# [EXERCISE DIRECTIONS]
For this exercise, return exactly the lines of the material below that begin at the one with "When spirit is" and stop after the one with "For an implementation".

# [SOURCE RECORDS]
PR #879, opened 2026-05-21
enhance status API

### LINKED ISSUE #844: enhance status API
When spirit is invoked via the API, it is possible to call the status API:

https://github.com/block/spirit/blob/a1c422e2a42907a047f30c9025b68a1abeae8256/pkg/status/progress.go#L3-L21

We use this internally, but noticed two limitations we would like to address:

1. On recovery the state is effectively "reset" because it must walk through copyRows, checksum, etc - even if these states are brief. For GUI clients if they had a pod failure while waiting on the sentinel this can look confusing. What might be easier is advertising the CurrentState as "recovering". We can leave the Summary and TableProgress unchanged -- it's just a string change of the human readable state.

2. We should provide context on if the migration is throttled. Currently this is only available by looking at the logs.

For an implementation of (1) the thoughts are roughly:
if usedResumeFromCheckpoint == true *and* the copier progress && checksum progress is very high.

morgo:
Closes #844.

## Summary

Surfaces resume-from-checkpoint outcome and the active throttler on the runner/Progress API so external clients (GUIs, automation) can summarize migration state without scraping logs.

> **Note:** This branch originally also removed `--strict` mode, but that landed separately in #910. After rebasing onto `main`, this PR is scoped to the status-API enhancements only.

### Runner getters (migration + move)

- `UsedResumeFromCheckpoint() bool`
- `ResumeError() error` — preserves typed `status.Err*` values for `errors.Is` matching

Both fields are guarded by a `sync.RWMutex` so concurrent reads via the getters cannot race with the `setup()` goroutine's write.

### Throttler interface

`Throttler` gains a `String() string` method — empty when not throttled, descriptive when active. Implemented on:

- `Noop` → always `""`
- `Mock` → `"mock throttler (always throttled)"`
- `Replica` → `"replica lag %dms exceeds tolerance %s"`
- `CommitLatency` → `"Aurora commit latency %s exceeds threshold %s"`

# [OUTPUT OF THE EXERCISE]
When spirit is invoked via the API, it is possible to call the status API:

https://github.com/block/spirit/blob/a1c422e2a42907a047f30c9025b68a1abeae8256/pkg/status/progress.go#L3-L21

We use this internally, but noticed two limitations we would like to address:

1. On recovery the state is effectively "reset" because it must walk through copyRows, checksum, etc - even if these states are brief. For GUI clients if they had a pod failure while waiting on the sentinel this can look confusing. What might be easier is advertising the CurrentState as "recovering". We can leave the Summary and TableProgress unchanged -- it's just a string change of the human readable state.

2. We should provide context on if the migration is throttled. Currently this is only available by looking at the logs.

For an implementation of (1) the thoughts are roughly:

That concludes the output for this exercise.